Ebola has been a thorn in the side of the Democratic Republic of Congo, with the most recent outbreak in May being one of the most challenging so far.
Fortunately, the country has just declared the crisis over after a concerted effort by the government, the World Health Organisation, and local health care officials.
Without these efforts, the outbreak in the village of Ikoko-Impenge would have blown into a huge crisis especially since it spread to Mbadaka inhabited by 1.2m Congolese, according to the country’s health minister Dr Oly Ilunga Kalenga.
So what went right this time?
According to Ilunga, the local ownership of the issue was vital to dealing with the crisis.
“Local ownership remains the cornerstone of a successful response. The Ministry of Health stepped up to lead the efforts on the ground. By the time international support arrived in DRC, the major elements of a full-blown response were already in place and functioning,” he said in his article in the Guardian.

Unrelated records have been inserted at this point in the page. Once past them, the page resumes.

PR #3565, opened 2023-08-18
Add "wait_for_routes" helper script for CronJobs.

bpblanken:


deploy/docker/seqr/wait_for_routes
```diff
@@ -0,0 +1,26 @@
+#!/bin/bash
+
+###
+# Waits for network endpoints.  Intended useage is within Kubernetes CronJobs to wait for sidecar availability.
```
sjahl, line 4: don't want to be that guy, but `s/useage/usage` 😄

sjahl (approved):
the Bash all looks good to me here, just the one spelling mistake

deploy/docker/seqr/wait_for_routes
bpblanken: ❤️ that the typo is in the comment and not the bash

hanars:
all seqr PRs should be against dev, not master, unless there is an overwhelmingly compelling reason why we want to release it ahead of everything else on dev. If that is the case, then you need to fill out the [release checklist](https://github.com/broadinstitute/seqr-private/blob/master/release_pr_checklist.md) and make sure to a do a deployment as soon as it is merged

bpblanken:
@hanars I've pointed at `dev`.

hanars (approved):

PR #3575, opened 2023-08-23
Hail backend - SV WES

hanars:
Getting this up early for review, still needs unit tests


ShifaSZ (commented):
Mostly, it looks good to me.

hail_search/hail_search_query.py
```diff
@@ -1158,4 +1154,79 @@ def _additional_annotation_fields(self):
         }
 
 
-QUERY_CLASS_MAP = {cls.DATA_TYPE: cls for cls in [VariantHailTableQuery, SvHailTableQuery]}
+class GcnvHailTableQuery(SvHailTableQuery):
```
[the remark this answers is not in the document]
hanars: yeah, Ben suggested the same thing on the other PR. I agree, but to keep the diff sane I will do a follow up PR to move everything into its own file

hail_search/hail_search_query.py
```diff
@@ -1171,4 +1171,91 @@ def _additional_annotation_fields(self):
...
+            get_default(r), agg(entries.map(lambda g: g[sample_field]))
+        )
+
+    def _format_results(self, ht, annotation_fields):
+        ht = ht.annotate(**{k: self._get_genotype_override_field(ht, k) for k in self.GENOTYPE_OVERRIDE_FIELDS})
+        return super()._format_results(ht, annotation_fields)
+
+    def get_allowed_sv_type_ids(self, sv_types):
+        return super().get_allowed_sv_type_ids([
+            type.replace('gCNV_', '') for type in sv_types if type.startswith('gCNV_')
```
bpblanken, line 1246: Is there a case for doing this replacement in the pipeline?  So that instead of passing the enum ids for `gCNV_DEL` and `gCNV_DUP` we instead pass the ids for `DEL` and `DUP`?  Or are `gCNV_DEL` and `gCNV_DUP` used elsewhere?

hail_search/web_app.py
```diff
@@ -8,6 +8,8 @@
 def _hl_json_default(o):
     if isinstance(o, hl.Struct) or isinstance(o, hl.utils.frozendict):
         return dict(o)
+    elif isinstance(o, set):
```
bpblanken, line 11: Should this be `hl.set`?

hail_search/hail_search_query.py
bpblanken: Yeah, I agree the string replace in python is better.  I guess, if we'd like to remove `gCNV_DUP` and `gCNV_DEL` from the enum it's no problem on my end.

hail_search/web_app.py
hanars: so it was an issue with a regular python set, sets are not actually json serializable and this solved the particular issue. But I can also add a case for a hail set

hanars: actually, since we are only json serializing collected results we do not run into this case, as hail will have already converted all hail setexpressions to python sets. The only cases where we end up with hail-specific data types are those that hail provides which can exist as raw dat atypes and not expressions, which is just Interval, Struct, and frozendict - https://hail.is/docs/0.2/utils/index.html#utils

bpblanken: yep, I think that's right.

bpblanken (approved):

Issue #3539, opened 2023-08-04
Updated LoF constraint tag incorporating new Shet values


lynnpais:
**Is your feature request related to a problem? Please describe.**
We would like to merge the LoF + HI tags for genes in seqr and add one more metric (Shet) for calling LoF constraint. 

**Describe the solution you'd like**
_Variant page:_
Display only one 'LoF constr' tag for a gene if it meets criteria for any one LoF, HI or Shet (new) data. Shet constrained genes are here on sheet 1 - https://docs.google.com/spreadsheets/d/1enxGBWCAFBHdrRlqCj_ueleiDo9K9GWn/edit#gid=1642044433

In the hover over, show the rank for LoF (currently the first line in the LoF hover over), Shet value (column C in sheet 1 above), and HI score (currently last line in HI hover over) for each gene. Include the citation for each, LoF - Karczewski (2020), SHet - Zeng (2023), and HI - Collins (2022). Remove all additional text currently displayed.
Note for Shet - The S is capitalized and het is subscript. Paper here - https://www.ncbi.nlm.nih.gov/pmc/articles/PMC10245655/

_Gene page:_
Add a row for Shet (after LoF but before Haploinsufficient) and show the score for a gene. Scores for all genes are in column C on sheet 2 - https://docs.google.com/spreadsheets/d/1enxGBWCAFBHdrRlqCj_ueleiDo9K9GWn/edit#gid=1146995171

Text to display with the RPS15A gene as an example- Shet: 0.61.
Note: This score was developed by the Pritchard lab [Zeng et al 2023] to predict gene constraint based on functional and evolutionary information. Scores >0.1 are considered to have high likelihood to be under extreme selection.

**Describe alternatives you've considered**
NA

**Additional context**
As discussed

ShifaSZ:
The task includes a backend database loading, looking up, and frontend display. Is that right? @hanars

hanars:
Yes

ShifaSZ:
Separated DB tables for the two sheets may also work because the number of rows differs.

hanars:
we will have one DB table for Shet. We will not accept loading from google sheets. You need to save this as a single standardized file (tsv, csv) and put it in GCP. If there is one sheet that works for loading, just put that in GCP. If not, merge sheets together into one big sheet, and put that in GCP. It can go in the gs:///seqr-reference-data/gene_constraint bucket, which is where we currently load gene constraint from

ShifaSZ:
[...]

PR #3576, opened 2023-08-24
Create a Gene Shet reference data update cmd.

ShifaSZ:
This is one of the PRs for #3539.


reference_data/management/commands/update_gene_shet.py
```diff
@@ -0,0 +1,23 @@
...
+from reference_data.management.commands.utils.update_utils import GeneCommand, ReferenceDataHandler
+from reference_data.models import GeneShet
+
+logger = logging.getLogger(__name__)
+
+
+class ShetReferenceDataHandler(ReferenceDataHandler):
+
+    model_cls = GeneShet
+    url = 'https://storage.googleapis.com/seqr-reference-data/Shet/Shet_Zeng_2023.tsv'
```
hanars, line 11: this belongs in the gene_constraint subfolder, as specified in the ticket

hanars, line 11: add a comment in this file explaining how that file was generated/ where it came from

reference_data/management/commands/update_gene_shet.py
```diff
@@ -0,0 +1,23 @@
...
+
+    @staticmethod
+    def parse_record(record):
+        yield {
+            'gene_id': record['ensg'],
+            'shet': float(record['post_mean_shet']),
+            'shet_constrained': bool(int(record['shet_constrained'])),
```
hanars, line 18: I'm not sure we need this field - we should load the Shet score for any gene we have data for, and we will define a cutoff in seqr for  whether or not to flag a gene based on the score cutoff, not a database field. What in the ticket do you anticipate will require this column?

hanars (changes requested):

reference_data/management/commands/update_gene_shet.py
ShifaSZ: Hmm, the current cutoff looks like 0.1. The requirement ticket doesn't tell the cutoff explicitly. The new `'LoF constr' tag` will be displayed when anyone of LoF, HI, or Shet (this column is true).

hanars: the cutoff is something that we use for display purposes. It should not live in the database in any way, so we should not be loading this

hanars (changes requested):

reference_data/management/commands/update_gene_shet.py
```diff
@@ -0,0 +1,24 @@
...
+    model_cls = GeneShet
+    # The .tsv file is generated from the Google Doc at https://docs.google.com/spreadsheets/d/1enxGBWCAFBHdrRlqCj_ueleiDo9K9GWn/edit#gid=1146995171
+    # by downloading with a tsv format.
+    url = 'https://storage.googleapis.com/seqr-reference-data/gene_constraint/shet_Zeng(2023).xlsx%20-%20All%20scores-for%20gene%20page.tsv'
+
+    @staticmethod
+    def parse_record(record):
+        yield {
+            'gene_id': record['ensg'],
+            'shet': float(record['post_mean (Shet)']),
```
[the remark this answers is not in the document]
ShifaSZ: It is the column name of the spreadsheet. I don't know what name is more suitable. Maybe we should ask Lynn.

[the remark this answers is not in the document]
hanars: the column name is `post_mean (Shet)`. The name of this method is Shet. Therefore, this column is representing the post_mean score for the Shet method. Since the name of the table is Shet, we do not need to capture Shet in the name of the score in the table. Therefore, the name of the score in the table should be post_mean

bpblanken (approved):

hanars (approved):

PR #3586, opened 2023-09-05
allow missing gene id in rna splice outlier data

hanars:


seqr/views/utils/dataset_utils.py
```diff
@@ -378,7 +379,11 @@ def _load_rna_seq_file(file_path, user, mapping_file, parse_row, expected_column
 
             sample_id_to_tissue_type[(sample_id, project)] = tissue_type
 
-            gene_ids.add(row_dict[GENE_ID_COL])
+            gene_id = row_dict[GENE_ID_COL]
```
bpblanken, line 382: Can we now use the `gene_id` variable on line 391 below?

hanars: no because the `gene_or_unique_id` below might be a unique id and not a gene id, and we need the gene id here

bpblanken (approved):

PR #3587, opened 2023-09-05
allow empty text field updates

hanars:


ui/shared/components/panel/view-fields/TextFieldView.jsx
```diff
@@ -27,7 +27,11 @@ const MAPPED_HTML_COMPONENTS = { code: 'div', pre: 'p' }
 
 const LazyRichTextEditor = props => <React.Suspense fallback={<Loader />}><RichTextEditor {...props} /></React.Suspense>
 
-const RICH_TEXT_FIELD = { component: LazyRichTextEditor }
+const RICH_TEXT_FIELD = {
+  component: LazyRichTextEditor,
+  // Override default behavior for undefined values, which is to exclude them from form values
+  parse: val => val || null,
```
bpblanken, line 33: Super pedantic here... but do we want `0` and `''` to also coerce to `null`?

hanars: 0 here would always be the string "0" which is truthy, and the empty string is fine to coerce to null , I think we are doing that in the backend in django anyways

bpblanken (approved):

PR #3589, opened 2023-09-06
split query classes into multiple files

hanars:
splits hail query code into one file per class. Other than tweaking imports, does not change any code, just copy-paste


bpblanken (approved):
lgtm assuming this is just moving code around.

Is now a reasonable time to do the `variants` -> `snv_indel` switch?

hanars:
> lgtm assuming this is just moving code around.

yes. Per the PR description: "Other than tweaking imports, does not change any code, just copy-paste"

> Is now a reasonable time to do the `variants` -> `snv_indel` switch?

No, thats also needs to change a bunch of how seqr formats the requests to the backend and possibly a database migration and I want to do that as its own thing

Issue #3595, opened 2023-09-08
Standard search page not loading for families in RGP project


Ikeoluwa-O-O:
**Describe the bug**
I am not able to load a page for any of the standard searches in [RGP_2660](https://seqr.broadinstitute.org/project/R0594_rare_genomes_project_gen/family_page/F043609_rgp_2660). I tried this for another family in the same project ([Rare Genomes Project_Genomes_GRU](https://seqr.broadinstitute.org/project/R0594_rare_genomes_project_gen/project_page))  and got the same result (blank page). Another analyst is experiencing this issue as well. 

**Link to page(s) where bug is occurring**
https://seqr.broadinstitute.org/variant_search/results/ad6e291c1423503700a50480e171379d?page=1&sort=splice_ai

**Scope of the bug**
No, I am not experiencing this issue in all projects. The searches work fine in the [CMG_Manton_Exomes](https://seqr.broadinstitute.org/project/R0303_cmg_manton_exomes/project_page) project. 

**Screenshots**
<img width="1406" alt="Screenshot 2023-09-08 at 2 06 34 PM" src="https://github.com/broadinstitute/seqr/assets/84587859/9d6ffcdc-a10d-499e-9123-2366d1d96b01">

hanars:
This is now causing backend errors as well: https://console.cloud.google.com/errors/detail/CIih2vS-3MzLDQ;time=P30D?project=seqr-project&utm_source=error-reporting-notification&utm_medium=email&utm_content=resolved-error

hanars:
this is now fixed

PR #3596, opened 2023-09-08
properly format vest

hanars:
recent changes to the UI cause an unhandled JS error on an invalid search results value which was previously being hidden from the user. The fix is to properly format this value so it is displayed properly


bpblanken (approved):

bpblanken:
This is resolving https://github.com/broadinstitute/seqr/issues/3595 right?

PR #3603, opened 2023-09-13
Hail backend - multi data type compound hets

hanars:
Adds functionality for querying compound hets split across data types. Requires some updates to the fixture data to test some edge cases


hail_search/queries/base.py
```diff
@@ -192,14 +192,18 @@ def _enum_field(value, enum, ht_globals=None, annotate_value=None, format_value=
...
+    def __init__(self, sample_data, genome_version, sort=XPOS, sort_metadata=None, num_results=100, inheritance_mode=None,
+                 override_comp_het_alt=False, **kwargs):
         self._genome_version = genome_version
         self._sort = sort
         self._sort_metadata = sort_metadata
         self._num_results = num_results
+        self._override_comp_het_alt = override_comp_het_alt
         self._ht = None
         self._comp_het_ht = None
+        self.unfiltered_comp_het_ht = None
```
bpblanken, line 204: It stands out that this isn't denoted as "private".  Is there a reason?

hail_search/queries/base.py
```diff
@@ -273,6 +277,9 @@ def import_filtered_table(self, sample_data, intervals=None, **kwargs):
             entry_type = families_ht.family_entries.dtype.element_type
             for project_ht, num_project_families in filtered_project_hts[1:]:
                 families_ht = families_ht.join(project_ht, how='outer')
+                families_ht = families_ht.annotate_globals(
```
bpblanken, line 280: Is this using the `family_guids` global that's on the families table?  I think that it's actually something I was using internally (to pass the list of loadable families between tasks) and don't think it's reliable.

hail_search/queries/base.py
hanars: It's accessed directly by the multi data type query class, not as like a `super` call but by actually reading the property from an instantiated class, so I thought it was better to be explicit about the fact that it is intended to be used outside the class - https://github.com/broadinstitute/seqr/pull/3603/files#diff-e646625d305f6373c7ae24a18d8b0857c2bb1eceaa924076023103695d9f67b2R45

hail_search/queries/base.py
bpblanken: 👍 I'm going to remove it from the pipeline output then.

hail_search/queries/base.py
bpblanken: 👍 silly, but I'd maybe move the var declaration to be above or below all the privates.

bpblanken (approved):

bpblanken (approved):

PR #4864, opened 2025-06-24
Clickhouse 37

hanars:


clickhouse_search/test_utils.py
```diff
@@ -6,14 +6,29 @@
...
+GRCH37_VARIANT = {
+    **deepcopy(HAIL_GRCH37_VARIANT),
+    'key': 11,
+    'liftedOverGenomeVersion': '38',
+    'liftedOverChrom': '7',
+    'liftedOverPos': 143271368,
+}
+for genotype in GRCH37_VARIANT['genotypes'].values():
+    genotype['sampleType'] = 'WES'
+GRCH37_VARIANT['predictions'].update({'fathmm': None, 'mut_pred': None, 'vest': None})
```
hanars, line 26: @bpblanken or hail backend fixture data for 37 does not have fathmm, mut_pred or vest (they are 38 only). Just confirming that we do in fact have data for these in 37 in clickhouse

bpblanken: Yes, we should.

PR #4868, opened 2025-06-26
chore: update view to exclude projects

bpblanken:


clickhouse_search/migrations/0009_materializedviews_and_dictionaries.py
```diff
@@ -28,6 +41,7 @@
     key,
     $columns
 FROM `$reference_genome/$dataset_type/project_gt_stats`
+WHERE project_guid NOT IN %s
```
bpblanken: I tried to use the standard sql string formatting for this (first with a named param) because I thought it would be easier.  It wasn't particularly easy, and now we have two different methods of string formatting.  

Template substituting is probably better for consistency?

clickhouse_search/migrations/0009_materializedviews_and_dictionaries.py
```diff
@@ -9,6 +9,19 @@
 CLICKHOUSE_USER = os.environ.get('CLICKHOUSE_USER', 'clickhouse')
 CLICKHOUSE_PASSWORD = os.environ.get('CLICKHOUSE_PASSWORD', 'clickhouse_test')
 
+EXCLUDED_PROJECT_GUIDS = (
```
hanars: So we should not be hardcoding the into a migration, these need to come from an env variable

clickhouse_search/migrations/0009_materializedviews_and_dictionaries.py
hanars: Sure, but maybe we should do this the way we do with the credentials for the dictionaries so we only need to template them in once?

bpblanken: yes, that also makes sense!

clickhouse_search/migrations/0009_materializedviews_and_dictionaries.py
```diff
@@ -1,11 +1,16 @@
 # Generated manually by the seqr team.
+import json
 import os
 from string import Template
 
 from django.db import migrations
 
 from settings import DATABASES
 
+CLICKHOUSE_AC_EXCLUDED_PROJECT_GUIDS  = json.loads(os.environ.get(
```
bpblanken: We can put this into our private helm chart:

```
export CLICKHOUSE_AC_EXCLUDED_PROJECT_GUIDS='["R0555_seqr_demo", "R0607_gregor_training_project_"]'
```

hanars: I've found just using a comma delimited string as the env variable and then calling `split` on  it is easier to maintain and edit than a properly json encoded list

hanars: also, the list isn't really specific to clickhouse and AC feels a bit ambiguous - maybe call this soemthing like `GLOBAL_AC_EXCLUDED_PROJECT_GUIDS`

hanars (approved):

PR #4869, opened 2025-06-26
Clickhouse mito

hanars:


clickhouse_search/managers.py
```diff
@@ -192,7 +216,9 @@ def _filter_frequency(self, results, freqs=None, pathogenicity=None, **kwargs):
                         f'populations__{population}__{af_field}__lte': pop_filter['af'],
                     })
                     if clinvar_override_q and pop_filter['af'] < PATH_FREQ_OVERRIDE_CUTOFF:
-                        af_q |= clinvar_override_q
+                        af_q |= (clinvar_override_q & Q(**{
```
hanars, line 219: this change was unrelated to MITO, but a newly enabled test showed that this was actually not implemented properly (clinvar is only supposed to overrride frequency up to `PATH_FREQ_OVERRIDE_CUTOFF`, not just override frequency entriely)

clickhouse_search/managers.py
```diff
@@ -507,6 +549,12 @@ def _search_call_data(self, entries, sample_data, inheritance_mode=None, inherit
             if call_q:
                 entries = entries.filter(call_q)
 
+            if quality_filter.get('vcf_filter'):
```
hanars, line 555: not related to mito, but realized from a new test that clinvar was not properly overriding the pass filters filter

clickhouse_search/models.py
```diff
@@ -69,9 +70,14 @@ def __init__(self, name, select='*', order_by=None):
 
 class BaseAnnotations(models.ClickhouseModel):
 
-    GENOME_VERSION = GENOME_VERSION_GRCh38
-    LIFTED_OVER_GENOME_VERSION = GENOME_VERSION_GRCh37
     CHROMOSOME_CHOICES = [(i+1, chrom) for i, chrom in enumerate(CHROMOSOMES)]
+    SEQR_POPULATIONS = [
```
hanars, line 74: I know I had said that I wanted to make models/classes for the dictionaries so the available fields are encoded, but I ended up defining these constants which I do not think will be too bad to maintain separate from the dictionaries. Thoughts?

clickhouse_search/search_tests.py
```diff
@@ -158,9 +179,12 @@ def test_single_project_search(self):
             'ENSG00000097046': {'total': 3, 'families': {'F000002_2': 2, 'F000003_3': 1}},
             'ENSG00000177000': {'total': 3, 'families': {'F000002_2': 2, 'F000003_3': 1}},
             'ENSG00000277258': {'total': 1, 'families': {'F000002_2': 1}},
+            'ENSG00000210112': {'total': 1, 'families': {'F000002_2': 1}},
+            'ENSG00000198886': {'total': 1, 'families': {'F000002_2': 1}},
+            'ENSG00000198727': {'total': 1, 'families': {'F000002_2': 1}},
         }
         self._assert_expected_search(
```
hanars, line 186: In general I have been keeping the tests the same as with hail search, but one big difference is in those test we explicitly set what sample data we are using and in these tests we use whatever is in sample fixture data. Crucially, this means that in the hail tests mito is excluded by default but in these tests its included by default. Since I can;t see a reason why adding better coverage for mito searches is a bad thing, I mostly just added the mito variants to the expected result, instead of excluding the mito samples to leave the results the same

clickhouse_search/migrations/0009_materializedviews_and_dictionaries.py
```diff
@@ -46,7 +46,7 @@
     # double substitution these shared values
     clickhouse_user=CLICKHOUSE_USER,
     clickhouse_password=CLICKHOUSE_PASSWORD,
-    clickhouse_database=DATABASES['clickhouse']['NAME'],
+    clickhouse_database=DATABASES.get('clickhouse', {}).get('NAME'),
```
hanars, line 49: migrations are loaded for all the databases and then only executed on the relevent one(s). This means for local installations that have not yet enables clickhouse, this is a breaking line even though in any case where this would actually be executed this would be defined

ui/shared/utils/constants.js
```diff
@@ -1537,7 +1537,7 @@ export const ORDERED_PREDICTOR_FIELDS = [
     thresholds: [undefined, undefined, 2.18, 4, undefined],
     requiresCitation: true,
   },
-  { field: 'haplogroup_defining', indicatorMap: { Y: { color: 'green', value: '' } } },
+  { field: 'haplogroup_defining', indicatorMap: { Y: { color: 'green', value: '' }, true: { color: 'green', value: '' } } },
```
hanars, line 1540: I though it was better to update the UI here than to continue to do a weird mapping for the boolean

clickhouse_search/migrations/0009_materializedviews_and_dictionaries.py
bpblanken: yes, I ran into this! thank you for fixing 🙇 !

ui/shared/components/panel/variants/Frequencies.jsx
```diff
@@ -373,13 +384,15 @@ const getValueDisplay = (pop, valueField, precision) => (valueField === 'ac' ?
...
+  const { populations = {}, svType } = variant
   const callsetHetPop = populations.callset_heteroplasmy || populations.seqr_heteroplasmy
   const isMito = callsetHetPop && callsetHetPop.af !== null && callsetHetPop.af !== undefined
   const popConfigs = isMito ? MITO_POPULATIONS : POPULATIONS
+  let datasetType = isMito ? DATASET_TYPE_MITO_CALLS : DATASET_TYPE_SNV_INDEL_CALLS
+  datasetType = svType ? DATASET_TYPE_SV_CALLS : datasetType
   const seqrAcSection = {
     name: 'seqr Global ACs',
-    details: (!isMito && populations[SEQR_POP.field]) ? [<GlobalAcPopup />].filter(s => s) : [],
+    details: populations[SEQR_POP.field] ? [<GlobalAcPopup datasetType={datasetType} />].filter(s => s) : [],
```
hanars, line 395: when I did the initial global AF deprecation I only did it for SNV_INDEL - this updates the UI to work with any dataset type

seqr/views/utils/variant_utils.py
```diff
@@ -472,8 +472,9 @@ def _set_response_gene_scores(response, family_genes, gene_ids):
 
 def _add_sample_count_stats(response):
     sample_counts = Sample.objects.filter(
```
hanars, line 474: when I did the initial global AF deprecation I only did it for SNV_INDEL - this updates the UI to work with any dataset type

bpblanken (approved):

clickhouse_search/models.py
bpblanken: yeah, I think this is fine.  The fields themselves should be the only structure that's actually different.  

This is probably conjecture, but I'd hope that the dictionary syntactical weirdness and support will improve over the next few years such that putting in more work wouldn't be worth the effort.

PR #4876, opened 2025-06-30
Use computed gt stats fixtures in unit tests

hanars:
Instead of hardcoding gt stats dictionaries in tests, use the actual materialized views and dictionaries. While this does change the values in the test results it does not reduce functionality coverage, and it is more accurate and maintainable to use the dictionaries as they are created by the migrations

### DIFF
--- a/clickhouse_search/migrations/0009_materializedviews_and_dictionaries.py
+++ b/clickhouse_search/migrations/0009_materializedviews_and_dictionaries.py
@@ -45,7 +45,7 @@ CREATE DICTIONARY `$reference_genome/$dataset_type/gt_stats_dict`
     $columns
 )
 PRIMARY KEY key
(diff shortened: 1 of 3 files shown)


clickhouse_search/migrations/0009_materializedviews_and_dictionaries.py
```diff
@@ -45,15 +45,14 @@
     $columns
 )
 PRIMARY KEY key
-SOURCE(CLICKHOUSE(USER $clickhouse_user PASSWORD $clickhouse_password DB $clickhouse_database TABLE `$reference_genome/$dataset_type/gt_stats`))
+SOURCE(CLICKHOUSE(USER $clickhouse_user PASSWORD $clickhouse_password TABLE `$reference_genome/$dataset_type/gt_stats`))
```
hanars, line 48: explicitly setting the database here breaks the tests, as it tries to create the dictionary sourced from the seqr database (which does not exist) instead of the test_seqr database. Since we should only ever have one seqr database in a deployment, I do not think there is any risk to removing this parameter

PR #4878, opened 2025-07-01
Clickhouse sv

hanars:


seqr/fixtures/1kg_project.json
```diff
@@ -873,6 +873,21 @@
         "sex": "M",
         "affected": "A"
     }
+}, {
```
hanars, line 876: The individual and sample data for WGS SV search in the hail backend was not based on the actual fixture data we had. To make this more maintainable I added the fixture data we needed but it did have some small changes to unrelated tests as a result

PR #4879, opened 2025-07-03
set different clickhouse credentials for migrate and app use

hanars:
this is a very basic implementation of multiple users for clickhouse - let me know if you have any objections to the approach.

### DIFF
--- a/.github/workflows/unit-tests.yml
+++ b/.github/workflows/unit-tests.yml
@@ -60,6 +60,8 @@ jobs:
         env:
           CLICKHOUSE_USER: clickhouse_test
           CLICKHOUSE_PASSWORD: clickhouse_test
+          CLICKHOUSE_ADMIN_USER: clickhouse_admin_test
+          CLICKHOUSE_ADMIN_PASSWORD: clickhouse_admin_test
           ALLOW_EMPTY_PASSWORD: no
 
     steps:
@@ -91,7 +93,8 @@ jobs:
       - name: Run coverage tests
         run: |
           export CLICKHOUSE_USER=clickhouse_test
-          export CLICKHOUSE_ADMIN_USER=clickhouse_test
+          export CLICKHOUSE_ADMIN_USER=clickhouse_admin_test
+          export CLICKHOUSE_ADMIN_PASSWORD=clickhouse_admin_test
           export CLICKHOUSE_SERVICE_HOSTNAME=localhost
           coverage run --source="./matchmaker","./seqr","./reference_data","./panelapp","./clickhouse_search" --omit="*/migrations/*","*/apps.py","*/admin.py" manage.py test -p '*_tests.py' -v 2 reference_data seqr matchmaker panelapp clickhouse_search
           coverage report -m --fail-under=99
--- a/.github/workflows/unit-tests.yml
+++ b/.github/workflows/unit-tests.yml
@@ -91,6 +91,7 @@ jobs:
       - name: Run coverage tests
         run: |
           export CLICKHOUSE_USER=clickhouse_test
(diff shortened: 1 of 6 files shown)


deploy/docker/seqr/entrypoint.sh
```diff
@@ -45,7 +45,11 @@ python -u manage.py migrate --database=reference_data
 python -u manage.py loaddata variant_searches
 python -u manage.py loaddata variant_tag_types
 if [ "$CLICKHOUSE_SERVICE_HOSTNAME" ]; then
+    export CLICKHOUSE_USER="$CLICKHOUSE_ADMIN_USER"
```
bpblanken: this looks ok to me!  the only potential point of concern is potential the `delete projects` operation, which very likely will need some form of write permissions.

hanars:
This updated approach sets up 2 connections to clickhouse from the seqr app with 2 different sets of credentials, which is done essentially by setting up 2 near-identical "DATABASES". I have configured the migrations such that they will only run on the "writable" database connection, but all other model interactions use the read only connection by default. If you try to execute any write operations using the django models (`queryset.update`, `queryset.delete` etc) these will execute the sql against clickhouse which will fail due to inadequate user permissions. If however you explicitly set the connection for your queryset to the writable connections (`queryset.using('clickhouse_write').update(...`) then it will succeed. I think this achieves our goals of primarily interacting in a read only state but will allow us to intentionally write to the database in the limited cases where this is desired (i.e. deleting families)

.github/workflows/unit-tests.yml
```diff
@@ -66,7 +66,9 @@ jobs:
       - uses: actions/checkout@v2
       - name: Set up Clickhouse Settings
         run: |
-          docker exec clickhouse clickhouse-client --query "CREATE SETTINGS PROFILE clickhouse_settings SETTINGS flatten_nested=0, join_use_nulls=1 TO clickhouse_test"
+          docker exec clickhouse clickhouse-client --query "CREATE USER clickhouse_read_only IDENTIFIED WITH plaintext_password BY 'clickhouse_test'"
+          docker exec clickhouse clickhouse-client --query "CREATE SETTINGS PROFILE clickhouse_settings SETTINGS flatten_nested=0, join_use_nulls=1 TO clickhouse_test, clickhouse_read_only"
+          docker exec clickhouse clickhouse-client --query "GRANT SELECT, SYSTEM VIEWS, dictGet ON *.* TO clickhouse_read_only"
```
hanars, line 71: this is the minimal set of permissions our read-only user requires

settings.py
```diff
@@ -246,11 +246,16 @@
...
+    DATABASES['clickhouse_write'] = {
         'ENGINE': 'clickhouse_search.backend',
         'NAME': 'seqr',
         'HOST': CLICKHOUSE_SERVICE_HOSTNAME,
         'PORT': int(os.environ.get('CLICKHOUSE_SERVICE_PORT', '9000')),
+        'USER': os.environ.get('CLICKHOUSE_ADMIN_USER', 'clickhouse'),
+        'PASSWORD': os.environ.get('CLICKHOUSE_ADMIN_PASSWORD', 'clickhouse_test'),
+    }
+    DATABASES['clickhouse'] = {
+        **DATABASES['clickhouse_write'],
```
bpblanken, line 258: Do we need to change the `hints={'clickhouse': True},`  we have in the migrations to use the `clickhouse_write` database?

hanars: nope, I did not change the router logic for hints: 
https://github.com/broadinstitute/seqr/blob/cdaa29a7e80376c1050df6c9c930a8aacbcc0325/clickhouse_search/models.py#L59

bpblanken (approved):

The use of community leaders such as religious and traditional leaders also helped in passing messages on how to change age-old habits that may hinder response.
The local response was boosted with the international response, which had improved after the outbreak in West Africa in 2014. The partners used the lessons learnt in Liberia and Sierra Leone to speed up response.
The other factor was finances. When the disease broke out, the DRC government released not only a $56.8m (£43.3m) three-month action plan but fully financed it within 48 hours. International partners also contributed to the plan, something that was adversely missing in the West African situation, where it took months to get enough money to deal with the crisis.
The whole response plan was also facilitated by the presence of a safe and effective vaccine.
“The new vaccine has not just proved safe and effective against Ebola; it also changed community perceptions of the disease, which is now seen as treatable. Throughout the outbreak, more than 3,300 people were vaccinated. I was vaccinated myself to show the vaccine’s safety and break the stigma around it,” said Ilunga.
Kalenga is also quick to appreciate the contribution of neighbouring countries and Pan African groups like Africa Centres for Disease Control and the African Field Epidemiology Network.
“This regional collaboration sends a strong signal that Africa is willing to take the driver’s seat in solving its problems,” he said.
Although the ninth outbreak in DRC has been successfully handled, there is still room for improvement not only in the country but also across Africa in terms of surveillance and response.